4 Responses to “Repeat patterns, part II – Catherine Jones”

  1. 1 Angela Moll May 4, 2008 at 9:03 pm

    Catherine, so good to read you second post on repeat pattern!

    I use to paint yardage by systematically repeating a mark with one color, one tool, by hand, all over the fabric. Then another mark, another color and tool, and so on until the fabric was completed.
    It use to fascinate me how now matter how irregular I tried to be, once I was in the flow I always produced perfectly regular repeat patterns. What it is about repeats that seems to be deeply ingrained in the human mind? Or is it only in mine?

    I like how you expand the notion of repeat to refer to a variety of forms of repetition in this post. The interaction between the figures in the foreground and the repeat in the frame or the background suggests to me a way I could’ve escaped the dominance of repeat pattern back in my time of painting yardage. Interesting how most of your examples are either folk art or are close to folk roots.

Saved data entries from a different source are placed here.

PR #4073, opened 2021-04-25
Fix for uninitialized member variable warning

wmcnamara:
This PR fixes a warning caused by an uninitialized pointer in the `ImGuiStoragePair` struct.

### Warning Info
The warning log from the compiler is as follows:
IMGUI warning image

The warning is thrown in `imgui.h` on line 1888 and 1889. It is shown below.
```cpp
// [Internal]
struct ImGuiStoragePair
{
    ImGuiID key;
    union { int val_i; float val_f; void* val_p; }; //val_p is not initialized
    ImGuiStoragePair(ImGuiID _key, int _val_i)      { key = _key; val_i = _val_i; } //warning on 1888 
    ImGuiStoragePair(ImGuiID _key, float _val_f)    { key = _key; val_f = _val_f; } //warning on 1889
    ImGuiStoragePair(ImGuiID _key, void* _val_p)    { key = _key; val_p = _val_p; }
};
```

### Compiler info
Compiler: MSVC / Visual studio 2019
Warning Level: /W3

### Fix Info
This PR fixes it by setting a default value to the `val_p` pointer to nullptr.

### Testing
I tested this change with the Dear Imgui demo window, and a few windows of my own. It was fully functional without any issue.

### DIFF
--- a/imgui.h
+++ b/imgui.h
@@ -2066,7 +2066,7 @@ struct ImGuiStorage
     struct ImGuiStoragePair
     {
         ImGuiID key;
-        union { int val_i; float val_f; void* val_p; };
+        union { int val_i; float val_f; void* val_p = nullptr; };
         ImGuiStoragePair(ImGuiID _key, int _val_i)      { key = _key; val_i = _val_i; }
         ImGuiStoragePair(ImGuiID _key, float _val_f)    { key = _key; val_f = _val_f; }
         ImGuiStoragePair(ImGuiID _key, void* _val_p)    { key = _key; val_p = _val_p; }
--- a/imgui.h
+++ b/imgui.h
@@ -2067,8 +2067,8 @@ struct ImGuiStorage
     {
         ImGuiID key;
         union { int val_i; float val_f; void* val_p; };
-        ImGuiStoragePair(ImGuiID _key, int _val_i)   { memset(val_p, 0, 4); key = _key; val_i = _val_i; }
-        ImGuiStoragePair(ImGuiID _key, float _val_f) { memset(val_p, 0, 4); key = _key; val_f = _val_f; }
+        ImGuiStoragePair(ImGuiID _key, int _val_i)   { memset(val_p, 0, sizeof(val_p)); key = _key; val_i = _val_i; }
+        ImGuiStoragePair(ImGuiID _key, float _val_f) { memset(val_p, 0, sizeof(val_p)); key = _key; val_f = _val_f; }
         ImGuiStoragePair(ImGuiID _key, void* _val_p) { key = _key; val_p = _val_p; }
     };
 
--- a/imgui.h
+++ b/imgui.h
@@ -2067,9 +2067,9 @@ struct ImGuiStorage
     {
         ImGuiID key;
         union { int val_i; float val_f; void* val_p; };
-        ImGuiStoragePair(ImGuiID _key, int _val_i)   { memset(val_p, 0, sizeof(val_p)); key = _key; val_i = _val_i; }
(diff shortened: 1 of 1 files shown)


ocornut:
Hello,

Thanks for the PR.

I couldn't repro this warning with my version of Visual Studio 2019. 
It is a compilation or static analyzer warning? Which is your exact version? 

It seems weird and ambiguous to use initializers in a union field declaration (for the same version, types with constructors are generally not welcome in an union). It seems probable that this change would trigger warnings with other or older compilers.

I believe doing a zero-clear memset in the constructors would solve this but I'd prefer to confirm it with a repro.

wmcnamara:
Hi!

I don't use a static analyzer, so I would assume its a compilation warning unless visual studio has a SA built in or something.

As for version info, I went to Help -> About, and copied the relevant VS version info.
The most relevant version data is as follows:
```
Microsoft Visual Studio Community 2019
Version 16.9.4
VisualStudio.16.Release/16.9.4+31205.134
```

  2. 2 June April 15, 2008 at 9:00 am


    I am always humbled to discover that I’ve dummied down, in my own mind, a concept that has rich possibilities. That’s what happened to me with patterning and repeats. I tended to think “printed fabric” rather than “open your eyes and see.”

    In some ways, I think, that what I call the “dummying down” has to do with a kind of stereotyping of medium — painterly means slosh; textiles mean stiff — something like that. This dummying down easy to do — instructors who talk about being faithful to the medium often have unspoken ideas about what the medium consists of. I usually try to quell my argumentative side and listen to them, but that too has its limitations.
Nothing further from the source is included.